This derivation was particular interesting because of the subtle mistakes one can make and still get the correct answer. This was one of the problems in my assigned homeworks, where I also made a mistake in one of the partial differentiation steps.

Derivation

Given that the Laplace equation in Cartesian coordinates is given by

\[ \begin{align*} ∇^2 ϕ = \frac{\partial^2 ϕ}{\partial x^2} + \frac{\partial^2 ϕ}{\partial y^2} + \frac{\partial^2 ϕ}{\partial z^2} \\ \end{align*} \]

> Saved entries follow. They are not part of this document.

PR #4465, opened 2025-02-14
`ReflectionClassConstant::getType()`: replace "parameter" reference

DanielEScherzer:


DanielEScherzer:
CC @Girgias - follow-up to #4049

Issue #4467, opened 2025-02-15
Usual comments are missing in files `language/operators/*.xml`.


Marqitos:
All files in `language/operators/` does not contain the usual comments at the beginning and end of it.

philip:
The PR was closed with comment, so closing this issue too.

PR #4468, opened 2025-02-15
Add initial and end comments to files in `language/operators` (#4467)

Marqitos:
Add usuals initial and end comments to all files in `language/operators` (#4467)


Girgias:
Can we not? Those are useless and were a conscious decision.

Removing them for all other files is just useless churn for translations.

Marqitos:
Sorry, I just saw those without the comments, and I thought I was a mistake.

I'll keep that in mind.

Thanks.

Girgias:
No worries, those comments (especially trailing ones) are just for some text editors to understand how to fold stuff... maybe we should get rid of them completely. But that's a documentation wide discussion.

PR #4474, opened 2025-02-19
Clarify socket_write()

nielsdos:
The note was not parseable for me, and the use of "buffer" for both the network buffers and the input data (in the same sentence) made it too confusing for me to interpret initially.


philip:
👍

PR #4591, opened 2025-04-09
Update ibase-trans.xml

MartinKoeditz:
Removed wrong option. You have to put transaction args at first place.


vrana:
[Source code](https://github.com/FirebirdSQL/php-firebird/blob/93c8e50221bf62f23a7668cbd826bbb64073d6b1/interbase.c#L1289) suggests that the order could be arbitrary.

PR #4604, opened 2025-04-10
Swoole: Fix typo in Swoole\Server::__construct

AkameOuO:
Reference: https://wiki.swoole.com/en/#/server/methods?id=__construct


sy-records (approved):
Thanks!

PR #4605, opened 2025-04-10
Add back authors previously featured on the frontpage

vrana:
I just couldn't believe that @haszi removed people with the biggest contributions in fde7fc4. Only two of them were added in 169faf3.

### DIFF
--- a/contributors.xml
+++ b/contributors.xml
@@ -16,6 +16,7 @@
 
   <para>
    &Credit.Past.Authors.Text;
+   Mehdi Achour,            <!-- didou -->
    Bill Abt,                <!-- pdo howto via ibm -->
    Jouni Ahto,              <!-- jah -->
    Alexander Aulbach,       <!-- ssilk [at] ssilk.de  [no cvs user] -->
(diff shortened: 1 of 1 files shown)


contributors.xml
```diff
@@ -53,15 +57,17 @@
...
    Sascha Schumann,         <!-- sas -->
    Dan Scott,               <!-- dbs -->
+   Damien Seguy,            <!-- dams -->
    Masahiro Takagi,         <!-- takagi -->
    Yoshinari Takaoka,       <!-- mumumu -->
    Yannick Torres,          <!-- yannick -->
+   Jakub Vrana,             <!-- vrana -->
    Michael Wallner,         <!-- mike -->
    Lars Torben Wilson,      <!-- torben and also cslawi -->
    Jim Winstead,            <!-- jimw and also jim(?) -->
```
jimwins, line 73: Not necessarily related to this change, but I'm pretty sure I've only ever been `jimw` in PHP-related work, and there hasn't been a bare `jim` with a VCS account.

jimwins (approved):

PR #4621, opened 2025-04-19
wkhtmltox: Inline invalid XML

vrana:
I process the manual sources externally and it's a PITA to work with invalid XML files. This inlines the only invalid files we have and XIncludes it to the other place.

This seems also cleaner, we use this approach elsewhere, e.g. [in bcdiv](https://github.com/php/doc-en/blob/master/reference/bc/functions/bcdiv.xml#L42).

Cc @krakjoe.


lacatoire (approved):

jordikroon:
Thank you for this change.

PR #4624, opened 2025-04-21
Fix return type of SolrUtils::escapeQueryChars

bix0r:
As noted in https://github.com/php/pecl-search_engine-solr/issues/83, and fixed in https://github.com/php/pecl-search_engine-solr/pull/84 the method actually never returns anything else then a string.


vrana:
It can still [return false](https://github.com/php/pecl-search_engine-solr/blob/9a8452d7ddc06f18f97752b34198d9b36499d29d/src/php_solr_utils.c#L31).

PR #4625, opened 2025-04-22
Update decrement.xml

Elompenta:
Fix typo (missing spacer) and allign naming to the sister-function increment()
https://github.com/php/doc-en/blob/master/reference/memcache/memcache/increment.xml


kamil-tekiela:
Thanks for trying to contribute, but I don't understand what you were trying to do here. The new sentence is grammatically incorrect, technically wrong, and contains unnecessary whitespace.

PR #4631, opened 2025-04-25
Use explicit nullable type in language/exceptions.xml

benfaerber:
PHP 8.4 deprecates inferred nullable parameters. Many people copy this code directly into their codebase so it's good to make sure it won't break anything soon.


TimWolla (approved):
Thanks!

PR #4633, opened 2025-04-25
Sort INI options

vrana:
https://bugs.php.net/80315
Created by a script: https://gist.github.com/vrana/eb84b267c3352b7e9f9adca888b8665b

### DIFF
--- a/appendices/ini.core.xml
+++ b/appendices/ini.core.xml
@@ -31,35 +31,15 @@
       </thead>
       <tbody>
        <row>
-        <entry><link linkend="ini.short-open-tag">short_open_tag</link></entry>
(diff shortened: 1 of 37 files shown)


lacatoire:
@vrana Sorry for the long delay on this one. The change is correct, and publishing the script makes it easy to redo, which is what this needs. Two things stand in the way of merging it as is.

15 of the 37 files belong to extensions that are migrating to [php/doc-extensions](https://github.com/php/doc-extensions/). Those would need a separate pull request against `php/doc-extensions`.

The rest conflicts with master, which is unavoidable for a 966 line patch across that many files. Rerunning the script on current master would be quicker than resolving it.

PR #4637, opened 2025-04-26
Fix return values of streamWrapper functions

nielsdos:


vrana:
https://github.com/php/php-src/blob/php-8.4.6/main/streams/userspace.c#L1327 suggests that it might return also `true`.

nielsdos:
Interesting find. I'm not sure it's a good idea to document that insane behaviour as it would promote people to use that. I prefer to stick to `false` for errors. But cc'ing @Girgias just in case

Girgias:
I think documenting the `bool` type with a massive warning to indicate that both `true` and `false` ignore casting, but it is not recommended to return `true` is the correct thing to do.

But this is very much insane behaviour

nielsdos:
Thank you both. I pushed a commit to clarify this in accordance to Girgias's comment. Let me know if this works.

Girgias (approved):

reference/stream/streamwrapper/stream-cast.xml
```diff
@@ -10,7 +10,7 @@
  <refsect1 role="description">
   &reftitle.description;
   <methodsynopsis>
-   <modifier>public</modifier> <type>resource</type><methodname>streamWrapper::stream_cast</methodname>
+   <modifier>public</modifier> <type class="union"><type>resource</type><type>false</type></type><methodname>streamWrapper::stream_cast</methodname>
```
vrana, line 13: https://github.com/php/php-src/blob/php-8.4.6/main/streams/userspace.c#L1416 suggests that the special value is `true`, not `false`.

nielsdos: Hm, it checks truthiness and if it's not true, it does not continue. So the special value is `false` (or technically, anything that evaluates to a falsey value).

PR #4640, opened 2025-04-27
IntlDateFormatter::localtime: Fix example

### LINKED ISSUE #4636: IntlDateFormatter::localtime broken example
**Affected page**

https://www.php.net/manual/en/intldateformatter.localtime.php

**Issue description**

Run the example code, you'll get an error. This makes sense because the $offset is passed as an integer but you can't because the argument is a reference.

**Steps to reproduce**

Run the examples.

**Suggested fix**

Probably introduce a variable $offset, set it to 0, and pass that.

leonardolara:
Date/time format adjusted to match the specified one in the first line.
Last parameter is a reference.


leonardolara:
Closes #4636

PR #4782, opened 2025-07-17
Update multi-query.xml

### LINKED ISSUE #4778: MySQL multi_query Doesn't Cause the Server to "wait"
https://github.com/php/doc-en/blob/93e05c681bfdbfdd60cec941173c6fe8e8c95cf6/reference/mysqli/mysqli/multi-query.xml#L31-L33

This phrasing is highly ambiguous.  It was pointed out to me, and I confirmed by testing, the MySQL server definitely does not "wait" for PHP when there are more than 2 queries to process.  The server executes all of the queries so long as there are no errors.  The connection is blocked in a sense, but the work is/was done on the server side.  It's clearer to say MySQL will wait after executing all queries if PHP hasn't caught up with the results yet.

miqrogroove:
Fixes #4778 by clarifying the MySQL "wait" happens after executing all queries.

### DIFF
--- a/reference/mysqli/mysqli/multi-query.xml
+++ b/reference/mysqli/mysqli/multi-query.xml
@@ -29,8 +29,8 @@
    database processes them sequentially.
    <methodname>mysqli_multi_query</methodname> waits for the first query to
    complete before returning control to PHP. The MySQL server will then process
-   the next query in the sequence. Once the next result is ready, MySQL will wait
-   for the next execution of <function>mysqli_next_result</function> from PHP.
+   the remaining queries in the sequence. When all results are ready, MySQL will wait
+   for any remaining executions of <function>mysqli_next_result</function> from PHP.
   </para>
   <para>
    It is recommended to use


miqrogroove:
It's quite true.  For my test case, I opened 2 separate connections.  In PHP, I sent 3 insert queries via multi_query() and then used sleep(10) between each instance of next_result().

For simplicity, I opened the other connection on phpMyAdmin.  I was able to refresh the target table immediately after starting the test in PHP, and all 3 records appeared in the database before the first sleep expired.

miqrogroove:
Perhaps.  Even that would seem to be different from the manual's idea of run one query, then return, then process the next query.  I didn't interpret the "next result" as being the key to the whole process.

miqrogroove:
I tested this query and again all 3 records appeared instantly:

```
$sql = "
    INSERT INTO mytable SET name = 'hkjhkjh';
    SELECT * FROM mytable;
    INSERT INTO mytable SET name = 'hkjhkjh2';
    SELECT * FROM mytable;
    INSERT INTO mytable SET name = 'hkjhkjh3';
    SELECT * FROM mytable
";

This seems to support my revision.  Even if I call `sleep(10)` and never call `next_result()` the server will process all of the queries.
```

miqrogroove:
For clarity, I see MySQL also has a SLEEP function, which I am never using.  I'm calling sleep in PHP to delay the result processing.

kamil-tekiela:
Sorry for the delay, I forgot about this PR. You are right, the current paragraph is misleading. However, I decided to phrase it differently. Can you check if the PR #5380 is clear enough?

PR #4792, opened 2025-07-26
Add note about first-class callables to callable type documentation page

shaedrich:


language/types/callable.xml
```diff
@@ -125,7 +126,7 @@ call_user_func($c, 'PHP!');
   <para>
    <example>
     <title>
-     Callback example using a Closure
+     Callback example using a <link linkend="class.closure">Closure</link>
```
shaedrich: btw, why do we have `<type>` and `<function>` but not `<class>`?

kamil-tekiela: `<classname>`

kamil-tekiela:
```suggestion
     Callback example using a <classname>Closure</classname>
```

shaedrich: Ah, thanks 👍🏻

shaedrich: Resolved via https://github.com/php/doc-en/pull/4792#discussion_r2432820791

PR #4793, opened 2025-07-27
Create Devcontainer config

garrettw:
As requested by @TimWolla.


garrett-whitehorn-cengage:
@Girgias - in case you'd like to take a look

Girgias:
I don't know anything about containerization and don't have any strong opinions about this.

.devcontainer/devcontainer.json
```diff
@@ -0,0 +1,59 @@
+// For format details, see https://aka.ms/devcontainer.json. For config options, see the
+// README at: https://github.com/devcontainers/templates/tree/main/src/php
+{
+  "name": "PHP",
+  // Or use a Dockerfile or Docker Compose file. More info: https://containers.dev/guide/dockerfile
+  "image": "mcr.microsoft.com/devcontainers/base:bookworm",
```
TimWolla: A `trixie` base should come with PHP 8.4 without needing external repositories.

TimWolla: Ah and of course you pushed right when I commented 😅

jordikroon:
Thank you for proposing this idea @garrettw, and I am sorry this went stale for so long.

I support this, in fact Is support any initiative that helps newcomers to get started more easily. And I believe this solutions also everyone to more quickly peek at new changes that are packed in a PR.

It took me a while (as seen above) to feel satisfied with the setup. The original setup was using docker-in-docker, which didn't feel right to me as all the tools should already be available in devcontainer. 

The new setup is using PHP built-in webserver directly, built on Trixie which is the latest version of Debian. And does have PHP 8.4 included. Launch scripts are available to quickly build without the need to really understand the build process. Similar to how `make` helps for docker users.

After getting an initial version working, I noticed it was.. slow. Which is why I got side tracked to fix https://github.com/php/doc-base/pull/300. Which not only improved the dev container, but also give a huge improvement to using regular builds.

TimWolla (approved):
Did a superficial review, but didn't see any obvious issues. Given the number of commits, I trust that you tested this. Thank you!

garrettw:
@jordikroon Awesome! Thank you so much for picking up the torch and getting this over the finish line!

Let \(r\) be the hypotenuse of a triangle, \(x\) as the adjacent, and \(y\) as the opposite.

\[ \begin{align*} x = r \cos(\theta), \quad y = r \sin(\theta) \\ x^2 + y^2 = r^2 \\ \end{align*} \]

\[ \begin{align*} \frac{\partial} {\partial x} \left( r^2 \right) &= \frac{\partial }{\partial x} \left( x^2 + y^2 \right) \\ 2r \frac{\partial r}{\partial x} &= 2x \frac{\partial x}{\partial x} \\ \frac{\partial r}{\partial x} &= \frac{x}{r} = \frac{r \cos(\theta)}{r} = \cos(\theta) \\ \frac{\partial} {\partial y} \left( r^2 \right) &= \frac{\partial }{\partial y} \left( x^2 + y^2 \right) \\ 2r \frac{\partial r}{\partial y} &= 2y \frac{\partial y}{\partial y} \\ \frac{\partial r}{\partial y} &= \frac{y}{r} = \frac{r \sin(\theta)}{r} = \sin(\theta) \\ \frac{\partial z}{\partial x} &= \frac{\partial z}{\partial y} = 0 \\ \end{align*} \]

From trigonometry,

\[ \begin{align*} \tan( \theta ) &= \frac{y}{x} \\ \theta &= \tan ^{-1} \left( \frac{y}{x} \right) \\ \frac{\partial \theta}{\partial x} &= \frac{\partial}{\partial x} \left( \tan ^{-1} \left( \frac{y}{x} \right) \right) \\ &= \frac{1}{1 + \left( \frac{y}{x} \right)^2 } \left( - \frac{y}{x^2} \right) \\ &= \frac{- y}{x^2 + y^2} = \frac{-r \sin(\theta)}{r^2} = \frac{-\sin(\theta)}{r} \\ \theta &= \tan ^{-1} \left( \frac{y}{x} \right) \\ \frac{\partial \theta}{\partial y} &= \frac{\partial}{\partial y} \left( \tan ^{-1} \left( \frac{y}{x} \right) \right) \\ &= \frac{1}{1 + \left( \frac{y}{x} \right)^2 } \left( \frac{1}{x} \right) \\ &= \frac{x}{x^2 + y^2} = \frac{r \cos(\theta)}{r^2} = \frac{\cos(\theta)}{r} \\ \end{align*} \]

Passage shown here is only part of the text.